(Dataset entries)
================================
PR #2026, opened 2023-04-12
feat(errors): Add flag to error when trace is full

### LINKED ISSUE #48773: Start flagging errors with traces in Relay
We would like to flag incoming errors when they have full traces connected to them.

iambriccardo:
This PR implements the flagging of the error "having a full trace" when the `trace` rules return a `keep` sampling decision given the error's DSC.

To achieve this, the PR adds an `Option<Event>` to the sampling algorithm.

Closes https://github.com/getsentry/sentry/issues/48773


CHANGELOG.md
```diff
@@ -9,6 +9,7 @@
 **Internal**:
 
 - Add `txNameReady` flag to project config. ([#2128](https://github.com/getsentry/relay/pull/2128))
+- Tag incoming errors with the new `sampled` context in case their DSC is sampled. ([#2026](https://github.com/getsentry/relay/pull/2026))
```
```suggestion
- Tag incoming errors with the new `sampled` field in case their DSC is sampled. ([#2026](https://github.com/getsentry/relay/pull/2026))
```

relay-general/src/protocol/contexts/trace.rs
```diff
@@ -106,6 +106,11 @@ pub struct TraceContext {
     #[metastructure(max_chars = "enumlike", allow_chars = "a-zA-Z0-9_.")]
     pub origin: Annotated<OriginType>,
 
+    /// Track whether the trace connected to this event has been sampled entirely.
+    ///
+    /// This flag only applies to events with [`Error`] type.
+    pub sampled: Annotated<bool>,
```
jjbayer: I never know whether `sampled` means "drop" or "keep". Can we make this `sampling_decision: "drop" | "keep"` instead? Maybe even put the serialized `SamplingResult` here?

relay-server/src/actors/processor.rs
```diff
@@ -1994,8 +1997,8 @@ impl EnvelopeProcessorService {
 
         // The DSC can only be computed if there's a transaction event. Note that `from_transaction`
         // below already checks for the event type.
-        let Some(event) = state.event.value() else { return };
-        let Some(key_config) = state.project_state.get_public_key_config() else { return };
+        let Some(event) = state.event.value() else { return; };
+        let Some(key_config) = state.project_state.get_public_key_config() else { return; };
```
jjbayer: Why?

jjbayer (changes requested):
I might not have the full picture, but this PR refactors a lot of code where I'm not sure it's necessary. Since we already have a two step approach of 1. computing the sampling decision and 2. acting upon the sampling decision (`sample_envelope`), could we structure the code something like this?

```mermaid
flowchart TD
    compute_sampling_decision -->|SampleResult| t

    subgraph sample_envelope
      t{{event_type}}
      t -->|transaction| x[drop envelope]
      t -->|error| m[annotate event]
    end
```

relay-server/src/actors/processor.rs
iambriccardo: I am confused, I didn't add this, maybe I have use the reformat code from PyCharm.

relay-sampling/src/lib.rs
```diff
@@ -993,8 +995,15 @@ pub fn merge_configs_and_match(
...
-    // We also decide to use the sampling mode of the project to which the event belongs.
-    match_result.set_sample_rate(match sampling_config.mode {
+    // The determination of the sampling mode occurs with the following priority:
+    // 1. Non-root project sampling mode
+    // 2. Root project sampling mode
+    // 3. SamplingMode::Unsupported
+    let sampling_mode = sampling_config.map_or(
+        root_sampling_config.map_or(SamplingMode::Unsupported, |config| config.mode),
+        |config| config.mode,
+    );
```
jjbayer: I would make this failure more explicit:

```suggestion
    let Some(primary_config) = sampling_config.or(root_sampling_config) else {
        relay_log::error!("Cannot sample without config");
        return None;
    }
    let sampling_mode = primary_config.sampling_mode;
```

relay-sampling/src/lib.rs
```diff
@@ -1072,19 +1082,23 @@ impl SamplingMatch {
         // 3. /transaction is matched with a transaction rule with a factor of 4 and uses as seed abc -> 0.2 * 4 = 0.8 sample rate
         //
         // We can see that we have 3 different samples rates but given the same seed, the random number generated will be the same.
-        let mut seed = event.id.value().map(|id| id.0);
+        let mut seed = event
+            .map_or(Annotated::empty(), |event| event.id.clone())
+            .value()
+            .map(|id| id.0);
```
```suggestion
        let mut seed = event.and_then(|e| e.id.value()).map(|id| id.0);
```

relay-sampling/src/lib.rs
```diff
@@ -1072,19 +1082,23 @@ impl SamplingMatch {
...
 
+        let event_ty = event.and_then(|event| event.ty.value());
         for rule in rules {
             let matches = match rule.ty {
                 RuleType::Trace => match dsc {
                     Some(dsc) => rule.condition.matches(dsc, ip_addr),
                     _ => false,
                 },
-                RuleType::Transaction => match event.ty.0 {
+                RuleType::Transaction => event.map_or(false, |event| match event_ty {
```
jjbayer: Do you need `event_ty` somewhere else? If not, this should work:

```suggestion
                RuleType::Transaction => event.map_or(false, |event| match event.py {
```

relay-server/src/utils/dynamic_sampling.rs
```diff
@@ -53,6 +79,31 @@ fn get_sampling_match(
...
+        root_project_state,
+        dsc,
+        None,
+        ip_addr,
+        // For consistency reasons we take a snapshot in time and use that time across all code that
+        // requires it.
+        Utc::now(),
+    );
+    SamplingResult::determine_from_sampling_match(sampling_result)
+}
```
jjbayer: Regardless of what we discussed today, I would remove this function and just adapt the interface of `should_keep_event` (and inline `determine_from_sampling_match` again) to reduce code duplication. We should maybe rename `should_keep_event` to `get_sampling_decision` or similar now that it has become so generic.

relay-general/src/protocol/contexts/trace.rs
jjbayer: Feel free to ignore, a boolean might be easier to work with. It just needs to be properly documented.

jjbayer (changes requested):
Looks good in general! Some minor comments, and I did not yet review the tests.

relay-sampling/src/lib.rs
iambriccardo: Damn, 10x more expressive, I love it!

relay-sampling/src/lib.rs
iambriccardo: Overlooked this, thanks for the heads up!

py/CHANGELOG.md
```diff
@@ -1,5 +1,9 @@
 # Changelog
 
+## 0.8.24
+
+- Add optional event to respect signature of the `get_sampling_result` method. ([#2026](https://github.com/getsentry/relay/pull/2026))
```
jjbayer: I would remove this changelog entry, because the observable behavior of the exposed python function does not change (or does it?). If we keep it, please move it to `## Unreleased`.

relay-general/src/protocol/contexts/trace.rs
```diff
@@ -106,6 +106,11 @@ pub struct TraceContext {
     #[metastructure(max_chars = "enumlike", allow_chars = "a-zA-Z0-9_.")]
     pub origin: Annotated<OriginType>,
 
+    /// Track whether the trace connected to this event has been sampled entirely.
+    ///
+    /// This flag only applies to events with [`Error`] type.
```
jjbayer:
```suggestion
    /// This flag only applies to events with [`Error`] type that have an associated dynamic sampling context.
```

relay-sampling/src/lib.rs
```diff
@@ -54,13 +54,13 @@
 //! ## [`SamplingConfig`]
 //!
 //! ```json
-#![doc = include_str!("../tests/fixtures/sampling_config.json")]
+#![doc = include_str ! ("../tests/fixtures/sampling_config.json")]
```
```suggestion
#![doc = include_str!("../tests/fixtures/sampling_config.json")]
```

relay-sampling/src/lib.rs
```diff
@@ -54,13 +54,13 @@
...
 //! ```
 //!
 //! ## [`DynamicSamplingContext`]
 //!
 //! ```json
-#![doc = include_str!("../tests/fixtures/dynamic_sampling_context.json")]
+#![doc = include_str ! ("../tests/fixtures/dynamic_sampling_context.json")]
```
jjbayer: Did the auto formatter make this change?

```suggestion
#![doc = include_str!("../tests/fixtures/dynamic_sampling_context.json")]
```

relay-sampling/src/lib.rs
```diff
@@ -993,8 +994,15 @@ pub fn merge_configs_and_match(
...
-    match_result.set_sample_rate(match sampling_config.mode {
+    // The determination of the sampling mode occurs with the following priority:
+    // 1. Non-root project sampling mode
+    // 2. Root project sampling mode
+    let Some(primary_config) = sampling_config.or(root_sampling_config) else {
+        relay_log::error!("cannot sample without at least one sampling config");
+        return None;
+    };
+    let sampling_mode = primary_config.mode;
+    let sample_rate = match sampling_mode {
```
```suggestion
    let sample_rate = match primary_config.mode {
```

relay-sampling/src/lib.rs
```diff
@@ -1295,7 +1304,7 @@ impl DynamicSamplingContext {
 
         let contexts = event.contexts.value()?;
         let context = contexts.get(TraceContext::default_key())?.value()?;
-        let Context::Trace(ref trace) = context.0 else { return None };
+        let Context::Trace(ref trace) = context.0 else { return None; };
```
```suggestion
        let Context::Trace(ref trace) = context.0 else { return None };
```

relay-server/src/actors/processor.rs
```diff
@@ -2237,18 +2240,95 @@ impl EnvelopeProcessorService {
...
+                if let (Some(Trace(boxed_context)), Some(sampling_result)) =
+                    (context, sampling_result)
+                {
+                    boxed_context.sampled = Annotated::new(match sampling_result {
+                        SamplingResult::Keep => true,
+                        SamplingResult::Drop(_) => false,
+                    });
+                }
+            }
+            None => {}
```
jjbayer: If there is no event, there's no need to compute the dynamic sampling decision. So I would make this a guard at the beginning of the function, that is

```rust
let event = Some(state.event.value_mut()) else { return };

File: relay-server/src/actors/processor.rs [hunk 15]
```diff
@@ -2237,18 +2240,95 @@ impl EnvelopeProcessorService {
...
+                // In case we have no contexts object, we have to create it.
+                if event.contexts.value().is_empty() {
+                    event.contexts = Annotated::new(Contexts::new());
+                }
+
+                // We want to get the specific trace context, or we want to create it in case
+                // it is not there.
+                let context = event.contexts.value_mut().as_mut().map(|context| {
+                    context
+                        .get_or_insert_with(TraceContext::default_key(), || Trace(Box::default()))
```
jjbayer: If `sampling_result` is `None`, we create a trace context here, but then we do not set `sampled`.

Do we want to overwrite the `sampled` information written by a prior Relay? Depending on that question, I would either: 

1. If not: Add another guard, something like `let Some(sampling_result) = ... { else return }`
2. If so: change the `if` on line 2319 to always write the outcome of `get_sampling_result` (even if it's none).

jjbayer (changes requested):

relay-server/src/actors/processor.rs
iambriccardo: Good observation, I forgot about those two lines when adding the tri-state. What we want is to not run the mutation in case the sampling result is None.

py/CHANGELOG.md
iambriccardo: Good point!

jjbayer (approved):

PR #2027, opened 2023-04-12
feat(monitors): Pass environment through

evanpurkhiser:
Supports specifying the checkins environment

### DIFF
--- a/relay-monitors/src/lib.rs
+++ b/relay-monitors/src/lib.rs
@@ -113,6 +113,10 @@ struct CheckIn {
     /// Status of this check-in. Defaults to `"unknown"`.
     status: CheckInStatus,
 
+    /// The environment to associate the check-in with
+    #[serde(default, skip_serializing_if = "Option::is_none")]
+    environment: Option<String>,
+
     /// Duration of this check since it has started in seconds.
     #[serde(default, skip_serializing_if = "Option::is_none")]
     duration: Option<f64>,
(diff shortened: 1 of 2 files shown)


rjo100 (approved):
thank you for this!!

olksdr (approved):

relay-monitors/src/lib.rs
```diff
@@ -113,6 +113,10 @@ struct CheckIn {
     /// Status of this check-in. Defaults to `"unknown"`.
     status: CheckInStatus,
 
+    /// The environment to associate the check-in with
+    #[serde(default, skip_serializing_if = "Option::is_none")]
+    environment: Option<String>,
```
iker-barriocanal, line 118: Let's add some length limits to this string, like [here](https://github.com/getsentry/relay/blob/ab2a3dca7a3daaecfcdf097d898c766fd6b69476/relay-general/src/protocol/event.rs#L381). Monitor slugs may contain non-ASCII characters, if this isn't the case for `environment` consider also adding [`allow_chars`](https://github.com/getsentry/relay/blob/ab2a3dca7a3daaecfcdf097d898c766fd6b69476/relay-general/src/protocol/event.rs#L368).

iker-barriocanal (approved):

relay-monitors/src/lib.rs
evanpurkhiser: Sounds good. Thanks for linking this

evanpurkhiser: Will merge and update this

evanpurkhiser: Actually, it looks like events uses a completely separate serialization system? I'm not familiar with `metastructure`

evanpurkhiser: Going to merge this as is and revisit validation

PR #2028, opened 2023-04-13
feat(kafka): Cache schemas for validation

jjbayer:
Add a caching layer to https://github.com/getsentry/relay/pull/2013 such that the schema does not have to be parsed from disk for every message.

#skip-changelog

### DIFF
--- a/relay-kafka/src/producer/mod.rs
+++ b/relay-kafka/src/producer/mod.rs
@@ -1,3 +1,4 @@
+use std::cell::RefCell;
 use std::collections::{BTreeMap, HashMap};
 use std::fmt;
 use std::sync::Arc;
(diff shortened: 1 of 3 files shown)


untitaker (approved):

relay-kafka/src/producer/mod.rs
```diff
@@ -284,6 +290,7 @@ impl KafkaClientBuilder {
     pub fn build(self) -> KafkaClient {
         KafkaClient {
             producers: self.producers,
+            schema_validator: Validator::default().into(),
```
untitaker, line 296:
```suggestion
            #[cfg(debug_assertions)]
            schema_validator: Validator::default().into(),
```

jjbayer: Thanks!

PR #2029, opened 2023-04-13
ref(buffering): Split queries into separate module

olksdr:
Create separate module which provides functions to build and in `insert` case also execute the sql queries. 
Also fixing and adding some more docs and notes. 

#skip-changelog

### DIFF
--- a/relay-server/src/sql/mod.rs
+++ b/relay-server/src/sql/mod.rs
@@ -42,6 +42,13 @@ pub fn delete<'a>(key: QueueKey) -> Query<'a, Sqlite, SqliteArguments<'a>> {
         .bind(key.sampling_key.to_string())
 }
 
+/// Creates a query which fetches the current page count and page size.
+///
+/// This info used to calculate the current allocated database size.
+pub fn current_size<'a>() -> Query<'a, Sqlite, SqliteArguments<'a>> {
+    sqlx::query("pragma page_count; pragma page_size;")
+}
+
 /// Descibes the chunk item which is handled by insert statement.
 type ChunkItem = (QueueKey, Vec<u8>, i64);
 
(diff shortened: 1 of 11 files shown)


relay-server/src/sql/mod.rs
```diff
@@ -0,0 +1,100 @@
...
+/// This info used to calculate the current allocated database size.
+pub fn current_size<'a>() -> Query<'a, Sqlite, SqliteArguments<'a>> {
+    sqlx::query("pragma page_count; pragma page_size;")
+}
+
+/// Descibes the chunk item which is handled by insert statement.
+type ChunkItem = (QueueKey, Vec<u8>, i64);
+
+/// Creates an INSERT query for the chunk of provided data.
+pub fn insert_with_builder<'a>(
```
jjbayer: AFAICT this is not used outside of this module.

```suggestion
fn insert_with_builder<'a>(
```

relay-server/src/sql/mod.rs
```diff
@@ -0,0 +1,100 @@
...
+    });
+
+    builder.build()
+}
+
+/// Creates INSERT statements from the stream and execute them on provided database pool.
+///
+/// This function internally will split the provided stream into chunks and will prepare the
+/// insert statement for each chunk.
+pub async fn insert_with_exec(
```
jjbayer: nit: The fact that this function uses `execute` seems like an implementation detail. For the public interface name, I would call this `insert_chunks` or similar.

relay-server/src/sql/mod.rs
jjbayer, line 1: This module seems to be specific to `project_buffer`, so why not move `project_buffer.rs -> project_buffer/mod.rs`, and move this file to `project_buffer/sql.rs`?

jjbayer (approved):
Couple of nits but nothing blocking.

olksdr:
@jjbayer  I've renamed few things now. Could you, please, take another look and tell me what you think?

jjbayer (approved):
Thanks, LGTM!

PR #2031, opened 2023-04-13
feat(replays): lower max replay recording segment size to 10 MiB

JoshFerge:
- [x] Update the config to include two separate values for maximum replay size: one for compressed size (called `max_replay_compressed`) and one for uncompressed size `max_replay_uncompressed_size`. The original value now represents the uncompressed size (`100 MiB`), which is utilized during processing. The new value, `max_replay_compressed`, is applied during the ingest stage.
- [x] Replays formerly relied on the maximum attachment limit of 100 MiB. Now, they use the new max_replay_compressed_size (`10 MiB`) setting for check_envelope_size_limits.

We are making this change as we have done analysis around our payload sizes, and if replays are above this size there is usually something off with them (mass mutation bugs, accidental inclusion of files, old SDK versions, etc.)


bruno-garcia (approved):
RSLGTM!

CHANGELOG.md
```diff
@@ -23,6 +23,10 @@ Metrics:
 - The `route` tag of request metrics uses the route pattern instead of schematic names. There is an exact replacement for every previous route. For example, `"store-default"` is now tagged as `"/api/:project_id/store/"`.
 - Statsd metrics `event.size_bytes.raw` and `event.size_bytes.uncompressed` have been removed.
 
+Replays:
+
+- Lower max compressed replay recording segment size to 10 MiB. ([#2031](https://github.com/getsentry/relay/pull/2031))
+
```
olksdr: It doesn't seem like a breaking change to me.

You just changing the defaults and the configuration itself will be done somewhere else, which can still contain the old numbers.  And also can be rolled out completely unrelated to this PR.  From the Relay POV nothing breaking is happening.

relay-config/src/config.rs
```diff
@@ -542,8 +542,10 @@ struct Limits {
     max_api_chunk_upload_size: ByteSize,
     /// The maximum payload size for a profile
     max_profile_size: ByteSize,
-    /// The maximum payload size for a replay.
-    max_replay_size: ByteSize,
```
olksdr, line 546: Can we keep old config  and use `max_replay_size` as incoming check, the one is currently called `max_replay_compressed_size`, which clearly signals what the check is for, and if this is really necessary also use `serde` alias to rename it to the new name?

What do you think?

relay-config/src/config.rs
```diff
@@ -1822,9 +1825,14 @@ impl Config {
         self.values.limits.max_profile_size.as_bytes()
     }
 
-    /// Returns the maximum payload size for a replay.
-    pub fn max_replay_size(&self) -> usize {
-        self.values.limits.max_replay_size.as_bytes()
+    /// Returns the maximum payload size for an compressed replay.
```
olksdr:
```suggestion
    /// Returns the maximum payload size for a compressed replay.
```

olksdr (changes requested):
I left few questions, before approving this. 

Also you like to get @jjbayer opinion on the naming here.

relay-config/src/config.rs
jjbayer: The new naming looks OK to me, but I would add the old name as an `alias` as @olksdr suggests, such that this is not a breaking change.

CHANGELOG.md
jjbayer: +1 on moving this line to `** Internal **`.

CHANGELOG.md
```diff
@@ -23,6 +23,10 @@ Metrics:
 - The `route` tag of request metrics uses the route pattern instead of schematic names. There is an exact replacement for every previous route. For example, `"store-default"` is now tagged as `"/api/:project_id/store/"`.
 - Statsd metrics `event.size_bytes.raw` and `event.size_bytes.uncompressed` have been removed.
 
+Replays:
+
+- Lower max compressed replay recording segment size to 10 MiB. ([#2031](https://github.com/getsentry/relay/pull/2031))
```
```suggestion
- Lower default max compressed replay recording segment size to 10 MiB. ([#2031](https://github.com/getsentry/relay/pull/2031))
```

CHANGELOG.md
```diff
@@ -46,6 +46,7 @@ Metrics:
 - Pin schemars dependency to un-break schema docs generation. ([#2014](https://github.com/getsentry/relay/pull/2014))
 - Remove global service registry. ([#2022](https://github.com/getsentry/relay/pull/2022))
 - Apply schema validation to all topics in local development. ([#2013](https://github.com/getsentry/relay/pull/2013))
+- Lower default max compressed replay recording segment size to 10 MiB. ([#2031](https://github.com/getsentry/relay/pull/2031))
```
olksdr: Please, merge master in and move this record to `Unreleased` section.

olksdr (commented):
Once the changelog updated , this should be good to go.

jjbayer (approved):
See @olksdr 's changelog comments, otherwise LGTM!

JoshFerge:
@bmckerry has increased the max message size of our kafka topic, this and https://github.com/getsentry/relay/pull/2032 should be good to go! can merge once approved. can deploy this one first, then 2032 subsequently.

olksdr (approved):

PR #2032, opened 2023-04-13
ref(replays): increase chunking limit to 15MB

JoshFerge:
We were previously chunking kafka messages on the replay recording topic to 1 MiB. We are aiming to eliminate this chunking as it requires us to maintain a redis cluster / constrains us to in-order processing. Other infra at Sentry has successfully experimented with larger kafka messages, so we feel this is safe. 

With https://github.com/getsentry/relay/pull/2031 this should pretty much mean we no longer chunk any messages. We can remove the chunking logic once this is confirmed after deploy.

- [x] Increase chunking limit from 1MiB to 15 MiB. 

We chose 15MiB as the limit, as we're eventually going to combine the replay event with the replay recording, and will want some extra headroom for this in addition to our 10 MiB recording limit.

Depends on ops increasing our kafka payload size limit first.


relay-server/src/actors/store.rs
```diff
@@ -664,8 +664,8 @@ impl StoreService {
         // message because we can achieve better parallelism when dealing with a single
         // message.
 
-        // Max message size is 1MB.
-        let max_message_size = 1000 * 1000;
+        // Max message size is 15MB.
+        let max_message_size = 1000 * 150000;
```
olksdr: Shouldn't this be:
```suggestion
        let max_message_size = 1000 * 15000;
```

if you want to have 15mb?

olksdr (changes requested):

relay-server/src/actors/store.rs
olksdr: Could we also introduce the configuration option for this and not hardcode it?

relay-config/src/config.rs
```diff
@@ -1833,6 +1836,13 @@ impl Config {
     pub fn max_replay_uncompressed_size(&self) -> usize {
         self.values.limits.max_replay_uncompressed_size.as_bytes()
     }
+    /// Returns the maximum message size for an uncompressed replay.
+    /// this is greater than max_replay_compressed_size because
+    /// it can include additional metadata about the replay in
+    /// addition to the recording.
```
olksdr:
```suggestion
    }
    
    /// Returns the maximum message size for an uncompressed replay.
    ///
    /// This is greater than max_replay_compressed_size because
    /// it can include additional metadata about the replay in
    /// addition to the recording.
```

CHANGELOG.md
```diff
@@ -47,6 +47,7 @@ Metrics:
 - Remove global service registry. ([#2022](https://github.com/getsentry/relay/pull/2022))
 - Apply schema validation to all topics in local development. ([#2013](https://github.com/getsentry/relay/pull/2013))
 - Lower default max compressed replay recording segment size to 10 MiB. ([#2031](https://github.com/getsentry/relay/pull/2031))
+- Increase chunking limit to 15MB for replay recordings. ([#2032](https://github.com/getsentry/relay/pull/2032))
```
olksdr: Please, merge master in, and move this record to the `Unreleased` section.

olksdr (approved):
================================
• Activity: Please go over the data above and copy each line with "Validator" in it.

• Response:
+            schema_validator: Validator::default().into(),
            schema_validator: Validator::default().into(),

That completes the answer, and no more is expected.